PR #16181, opened 2026-06-22
Add Keenable web search provider (keyless by default)

ilya-bogin-keenable:
Adds Keenable as a web search provider, alongside the existing
SearXNG/Tavily/Brave/Exa/etc. providers.

The difference from the other providers is that it doesn't require an API key.
By default it uses Keenable's keyless public endpoint, so it works with just
`SEARCH_PROVIDERS=keenable`. Setting `KEENABLE_API_KEY` switches to the
authenticated endpoint and lifts the rate limits.

### Changes

- `apps/server/src/services/search/impls/keenable/`: `KeenableImpl` implementing
  `SearchServiceImpl`, following the Tavily/Brave impls. Maps results to the
  uniform `{title, url, content, engines, ...}` shape.
- Registered in the impls registry (`SearchImplType.Keenable`).
- Unit test mirroring the existing brave/exa impl tests.
- `SEARCH_PROVIDERS` docs table (en + zh-CN).

### Config

- `KEENABLE_API_KEY`: optional. Blank = keyless free tier; set it to lift limits.
- `KEENABLE_API_URL`: optional base-URL override (defaults to `https://api.keenable.ai`).

Verified the provider against the public endpoint (keyless) and that the new
files type-check / parse clean.

### DIFF
--- a/apps/server/src/services/search/impls/index.ts
+++ b/apps/server/src/services/search/impls/index.ts
@@ -6,6 +6,7 @@ import { FirecrawlImpl } from './firecrawl';
 import { GoogleImpl } from './google';
 import { JinaImpl } from './jina';
 import { KagiImpl } from './kagi';
+import { KeenableImpl } from './keenable';
 import { Search1APIImpl } from './search1api';
 import { SearXNGImpl } from './searxng';
 import { TavilyImpl } from './tavily';
@@ -23,6 +24,7 @@ export enum SearchImplType {
   Google = 'google',
   Jina = 'jina',
   Kagi = 'kagi',
+  Keenable = 'keenable',
   Search1API = 'search1api',
   SearXNG = 'searxng',
   Tavily = 'tavily',
@@ -65,6 +67,10 @@ export const createSearchServiceImpl = (
 
     case SearchImplType.Kagi: {
       return new KagiImpl();
+    }
+
+    case SearchImplType.Keenable: {
+      return new KeenableImpl();
     }
 
     case SearchImplType.SearXNG: {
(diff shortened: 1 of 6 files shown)


ilya-bogin-keenable:
@ONLY-yours @nekomeowww  - could you please take a look? Thanks!

ilya-bogin-keenable:
@ONLY-yours @nekomeowww following up on this. The provider is server-side only and keyless by default, keyless e2e verified. The only red check is the Vercel preview, which needs a team member to authorize the fork deploy. Happy to rework anything.

ilya-bogin-keenable:
Pushed a correctness fix (`05fb5f2`) found while auditing our integrations.

The impl mapped `content` from the API's `description` field. Keenable returns **both** `description` and `snippet`: `description` is frequently empty and `snippet` carries the page text. Verified against the live keyless endpoint: **10/10 results came back with an empty `description` and a `snippet` of 2000-2600 characters**, so every result reached the model with a title, a URL and empty `content`.

It now reads `snippet` first with a `description` fallback, and `snippet` is declared on `KeenableResult` (it was missing from the type entirely, which is part of why this slipped through). Keenable returns whole-page text where Tavily/Brave return a short snippet, so the text is whitespace-collapsed (it arrives with newlines, which would break rendering) and capped at 500 characters to keep `content` the same size the other impls produce.

The existing test asserted `content: "Example description"` against a fixture with a populated `description` — a shape no real response has, which is exactly why the bug survived review. That fixture is now realistic (empty `description`, populated `snippet`) and two cases were added for the fallback and for the collapse + cap. `vitest run` on `impls/keenable/index.test.ts`: **10 passed**.

One small extra: `KeenableSearchParameters.mode` is narrowed from `'pro' | 'realtime'` to `'pro'`. The impl only ever sent `pro`, and `realtime` is not a publicly documented mode, so it was dead surface in the type.

Still the same 6 files, server-side only, keyless by default. The Vercel preview remains the only red check and still needs a team member to authorize the fork deploy.

PR #16183, opened 2026-06-22
🐛 fix: drop legacy task template recommendations

tjx666:
# 🚀 LobeHub Release (20260622)

**Hotfix Scope:** Task template recommendation regression — legacy cached or server rows crash the home screen

> Drops stale or malformed task-template recommendations before the Daily Brief UI renders them, restoring the home screen for version-skewed clients.

## 🐛 What's Fixed

- **Home crash from legacy task templates** — Legacy or malformed task-template recommendation rows are now filtered before connector-aware rendering and cache mutation, so stale SWR data or older server payloads no longer crash the Daily Brief section. (#16170)

## ⚙️ Upgrade

- Self-hosted: pull the new image and restart. No schema or env changes.
- Cloud: applied automatically.

## 👥 Owner

@tjx666


arvinxx (approved):
+1

ONLY-yours (approved):

ONLY-yours:
+1

Issue #16230, opened 2026-06-24
[Request] Display current language name with lang icon in language selector


BittuBarnwal7479:
### 🥰 Feature Description

The language switcher currently not shows globe icon, making it unclear which language is active without opening the menu.
Displaying the selected language name with glob icon would improve clarity and usability.

### 🧐 Proposed Solution

Show the selected language name next to the globe icon in both:

- Auth page language switcher
- User panel language switcher

### 📝 Additional Information

Benefits of the feature:

- Clearly active language visible
- More intuitive UX

<img width="427" height="566" alt="Image" src="https://github.com/user-attachments/assets/58469f93-810b-44fd-a0d9-8ff35175d056" />

PR #16231, opened 2026-06-24
feat: show selected language label in language switcher

BittuBarnwal7479:
#### 💻 Change Type

- [x] ✨ feat
- [ ] 🐛 fix
- [ ] ♻️ refactor
- [ ] 💄 style
- [ ] 👷 build
- [ ] ⚡️ perf
- [ ] ✅ test
- [ ] 📝 docs
- [ ] 🔨 chore

#### 🔗 Related Issue

#16230 

#### 🔀 Description of Change

Currently, the language switcher only displays a globe icon, making it difficult to identify the active language at a glance.

#### 🧪 How to Test

1. Open the application.
2. Check the switcher.
3. Change the language and see if the label updates.
4. Do the same in the user panel.
5. Confirm switching works and all languages display properly.

- [x] Tested locally
- [ ] Added/updated tests
- [ ] No tests needed

#### 📸 Screenshots / Videos

image

| Before | After |
| ------ | ----- |
| ...    | ...   |

#### 📝 Additional Information

N/A


BittuBarnwal7479:
@lobehubbot  , please review and merge this before any conflicts come up. thanks!

tjx666:
Thanks for updating the branch. One blocking behavior remains:

- [`src/features/User/UserPanel/LangButton.tsx:21-24`](https://github.com/lobehub/lobehub/blob/7f5bc3ff0eb3019764fa2c48d8367408ba8ca8d0/src/features/User/UserPanel/LangButton.tsx#L21-L24) renders **Follow System** when the language mode is `auto`. Since `auto` is the default, the trigger still does not expose the language that is actually active, which is the main goal of [issue lobehub#16230](https://github.com/lobehub/lobehub/issues/16230). Please derive the displayed label from the resolved/current locale while keeping the `auto` menu item checked—for example, `Follow System · English` or simply `English`—and add coverage for both auto and manually selected modes.

Two non-blocking cleanup items:

- The newly added `Button` imports use the deprecated `@lobehub/ui` root export; please use `Button` from `@lobehub/ui/base-ui`.
- The existing `size` props are now ignored or used only as boolean switches. Please either apply the supplied size or replace/remove the misleading prop and update its callers.

The current GitHub Actions runs still require maintainer approval, and the Vercel check is blocked on deployment authorization, so there is not yet a valid green CI result for this head.

BittuBarnwal7479:
thanks for reply! all suggestions addressed in new commit.

PR #16259, opened 2026-06-25
🐛 fix(group): stop first-message flicker on new-topic creation

arvinxx:
#### 💻 Change Type

- [x] 🐛 fix

#### 🔀 Description of Change

Sending the **first message** in a group chat made the just-sent message visibly **disappear then reappear** (flickers to a blank/skeleton frame). Tracing the full send → new-topic → render pipeline surfaced **two stacked root causes**, both required for the fix:

1. **Send ordering** (`sendGroupMessage`) — the action called `switchTopic` *before* `replaceMessages`. `switchTopic` clears the optimistic `topicId:null` bucket and points the active view at the **new topic's still-empty** bucket; the `await switchTopic` suspension lets React commit one blank frame before `replaceMessages` fills it. **Fix:** populate the new topic bucket with `replaceMessages` *before* `switchTopic`.

2. **Store remount not seeded** — `ConversationProvider` keys `<Provider>` by `contextKey`, so a topic switch **remounts** the `ConversationStore` fresh (`messagesInit:false`, no messages). `StoreUpdater`'s pre-paint sync (`useLayoutEffect`) only runs when `contextKey` changes *within a mount*; on a fresh remount its guard skips, so the store is populated by a *post-paint* `useEffect` → one guaranteed blank frame. **Fix:** `createStore` now accepts `initialMessages` and seeds `dbMessages` / `displayMessages` / `messagesInit` at creation, so a remount paints content on its first frame. `ConversationProvider` passes the messages it already holds. This benefits **all** conversation surfaces, not just group.

Each fix alone is insufficient (verified by reverting each independently — see test below).

#### 🧪 How to Test

Added a **deterministic render-level test** (`agentGroupFlicker.test.tsx`) that drives the real `sendGroupMessage` against a real `ChatStore` + real `StoreUpdater` + real `ConversationStore`, and records every committed frame at React-commit granularity. It asserts the just-sent message never blanks out (`count:0` or skeleton) mid-flow — chosen over a GIF because the flicker is a sub-100ms paint that's hard to capture reliably. Reverting either fix makes the test fail with exactly the blank frame.

- [x] Tested locally
- [x] Added/updated tests
- Suites: `agentGroup` (26) + new `agentGroupFlicker` render test (1) — all green; `type-check` clean for touched files.

#### 📸 Screenshots / Videos

Frame timeline recorded at React-commit granularity:

| Before (buggy) | After (fixed) |
| -------------- | ------------- |
| `count:2 topic:null` → **`count:0 skeleton topic:new`** → `count:2 topic:new` | `count:2 topic:null` → `count:2 topic:new` |

#### 📝 Additional Information

The `initialMessages` seed changes shared Conversation feature code and is safe-by-direction (a surface that doesn't pass messages is unaffected; one that does only avoids a remount flicker). It may also smooth minor flicker on normal new-topic / topic switches.

### DIFF
--- a/packages/model-runtime/src/core/openaiCompatibleFactory/index.ts
+++ b/packages/model-runtime/src/core/openaiCompatibleFactory/index.ts
@@ -125,7 +125,11 @@ type ResponseCreateParamsWithPromptCacheKey = (
   | OpenAI.Responses.ResponseCreateParams
 ) &
   OpenAIExtraParams;
-export type CreateImageOptions = Omit<ClientOptions, 'apiKey'> &
+// Exclude openai's own `provider` (added in openai SDK 6.45.0 as `provider?: Provider`
+// for its third-party-provider feature) — otherwise intersecting it with our
+// `provider: string` collapses to `Provider & string`, breaking every call site
+// that passes a plain provider id string.
+export type CreateImageOptions = Omit<ClientOptions, 'apiKey' | 'provider'> &
   ModelIdMappingOptions & {
     apiKey: string;
     provider: string;
@@ -159,7 +163,8 @@ const getGenerateObjectResponsesReasoningParams = ({
     : {};
 };
 
-export type CreateVideoOptions = Omit<ClientOptions, 'apiKey'> &
+// See CreateImageOptions above: drop openai's `provider` so ours stays `string`.
+export type CreateVideoOptions = Omit<ClientOptions, 'apiKey' | 'provider'> &
   ModelIdMappingOptions & {
     apiKey: string;
     provider: string;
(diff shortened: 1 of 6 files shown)


arvinxx:
Heads-up: this PR now carries a **second, unrelated commit** to unblock CI.

`openai` SDK **6.45.0** (just published) added `provider?: Provider` to `ClientOptions`. `model-runtime`'s `CreateImageOptions`/`CreateVideoOptions` intersect `Omit<ClientOptions, 'apiKey'>` with `{ provider: string }`, so `provider` collapsed to `Provider & string` → TS2322 across every provider `createImage/createVideo` test in the `Test Database → Lint` (`tsgo`) step. This is a repo-wide breakage triggered by the upstream release (hits `canary` on its next fresh-install too), not by the group-chat change — the failing files are byte-identical to canary.

Fix: drop openai's `provider` from the omit so ours stays `string` (version-proof across 6.44/6.45). Verified by forcing `openai@6.45.0` locally — **18 errors without the fix → 0 with it**.

Happy to split this into its own PR if preferred.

====

**PROBLEM DETAILS:**
Filter the listing down to the lines holding the word "agentGroupFlicker", and return those.

**RESPONSE TO THE TASK:**
Added a **deterministic render-level test** (`agentGroupFlicker.test.tsx`) that drives the real `sendGroupMessage` against a real `ChatStore` + real `StoreUpdater` + real `ConversationStore`, and records every committed frame at React-commit granularity. It asserts the just-sent message never blanks out (`count:0` or skeleton) mid-flow — chosen over a GIF because the flicker is a sub-100ms paint that's hard to capture reliably. Reverting either fix makes the test fail with exactly the blank frame.
- Suites: `agentGroup` (26) + new `agentGroupFlicker` render test (1) — all green; `type-check` clean for touched files.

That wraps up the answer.